Ask HN: Advice on hiring a commission-only salesperson. - marcamillion

For a B2B webapp, do you give them a sales commission on the lifetime value of the account (i.e. for every month from now until they quit, they get X% of the revenue from that sale) ?<p>Would love to hear some feedback on what you guys do.<p>Also, what % is fair - in terms of commission ?
======
kerryfalk
It's entirely dependent on the product, the price it will sell for, the
market, the amount of work needed to complete a sale and the total potential
earnings.

Any salesperson worth hiring is going to want to know these things and know
that they've got a good shot at making lots of money.

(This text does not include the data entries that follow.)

PR #718, opened 2023-12-03
feat: add stepper component

### LINKED ISSUE #708: [OSSHACK] Create a Stepper component
## Improvement Description

- Create a stepper component that will enhance the user experience and reduce the complexity of current multistep forms.
- The component should use Radix UI and/or Shadcn to the best of its ability.

## Rationale

- Current multistep forms are complex and potentially inefficient.
- A stepper component will standardize the process, leading to easier maintenance and better user experience.
- Utilizing Radix UI and Shadcn ensures consistency with existing design and functionality paradigms.

## Proposed Solution

- Develop a `Stepper` component with the following structure:

```html
<Stepper onComplete?={callback}>
  <Step>
    <Component />
    <!-- 
      Where in the component I could use `useStep` hook to get the current step and the `next` function to go to the next step.
      Additionally I would need a previous method and an `isFirst` and `isLast` boolean.
    -->
  </Step>
  ...
</Stepper>
```

- The `useStep` hook within each `Step` component should provide:
  - The current step information.
  - `next` and `previous` methods to navigate between steps.
  - `isFirst` and `isLast` booleans to identify the beginning and end of the steps.

## Alternatives

- Explore third-party stepper components that could be adapted to our needs. This hasn't been promising so far.
- Refactor existing multistep forms without a stepper component, which could be more time-consuming and less efficient.

## Additional Context

- The new stepper component must be fully compatible with our current stack.
- Documentation and examples should be provided for easy integration into existing and future forms.

## Things to consider building on top of
- https://headless-stepper.netlify.app/
- https://github.com/devrnt/react-use-wizard

mikezzb:
Fixes #708

Created a stepper component that will enhance the user experience and reduce the complexity of current multistep forms.

### Features

- Support controlled (parent component controls the steps) & uncontrolled mode (children controls the step)
- Support parent monitoring for uncontrolled mode using `onComplete` or `onStepChanged`
- Added generic type `WithStep<T>` as an interface for stepper children

### Example:

- Refactored `EditDocumentForm` using the new stepper


apps/web/src/app/(dashboard)/documents/[id]/edit-document.tsx
```diff
@@ -35,7 +35,12 @@ export type EditDocumentFormProps = {
   documentData: DocumentData;
 };
 
-type EditDocumentStep = 'title' | 'signers' | 'fields' | 'subject';
+enum EditDocumentStepEnum {
```
Comment (Mythie) [inline apps/web/src/app/(dashboard)/documents/[id]/edit-document.tsx:38]: Typescript enums are _cursed_ so we avoid them, a const object is a nice middleground that we use elsewhere in the codebase 😄

packages/ui/primitives/stepper.tsx
```diff
@@ -0,0 +1,79 @@
+import React, { useEffect, useState } from 'react';
```
Mythie, line 1: This is a pretty cool implementation, would be nice to potentially use context here rather than cloneElement so we don't have to concern ourselves with injected props which can be hard to reason about.

Mythie:
> Should we integrate the next / prev button and the step progress bar inside Stepper or let the Stepper children handle it? I can modify it based on the updated design and will add more documentation and example usage after the design is confirmed.

Ideally stepper children would handle it which would be another argument for having it via context, overall this is the start of a nice solution but needs a bit of refinement before it can be accepted.

My ideal solution provides the kind of API described in the issue where my children can deal with most of their logic removing the need for the current "document flow" that is mostly a bandaid around not having this component/api.

Mythie:
As mentioned on the other PR, yourself and #720 are both bringing some fantastic ideas on how to solve this. I reckon working together would net an amazing result, hope ya'll consider it! 🙌

Mythie (approved):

Anyone who doesn't ask is either really inexperienced or is just throwing
stuff at the wall until something sticks. If there's _real_ potential to make
more than $100k in a year then it's probably something an experienced
salesperson will look at. Some residual revenue is always appreciated by not
necessary in reality. It depends on how much work the things I listed above
will be.

If you were to ask me to sell your product I'd want to know these things:

    
    
      1) Who are your customers? (I want to know if you know who they are or if it's my job to figure it out)
      2) What's the competitive advantage of your product? (Basically, what pain point did you choose to solve and why is it different from everything else)
      3) What have the objections been from the customers you've talked to? (What are the deficiencies in your product and strategy? How long is it going to take me to overcome those.)
      4) Who are your competitors? (I need to know who I'm in the race with. Lame ducks or marathon runners?)
    

With answers to those three questions it would be easy enough to figure out if
it's worth continuing. B2B sales cycles are typically longer so an experienced
rep would probably flesh it out pretty fully before committing. 6mo-1year
sales cycles are not uncommon. Knowing that it could take that long to make
any money they'll probably want to know that there's potential for high
earnings and a very large potential market (Can easily fill a funnel of
prospects worth more than $1MM).

In my experience it's best to find someone that knows your market really,
really well and make it worth their while. There's no specific formula for %
commissions (My splits have been all over the map), just make it reasonable
for both of you.

------
hoodoof
Commission only is not a good way to do things. If you cannot afford to pay a
retainer then the business is too early to employ a salesperson. This is a
sign you should be personally doing the sales yourself.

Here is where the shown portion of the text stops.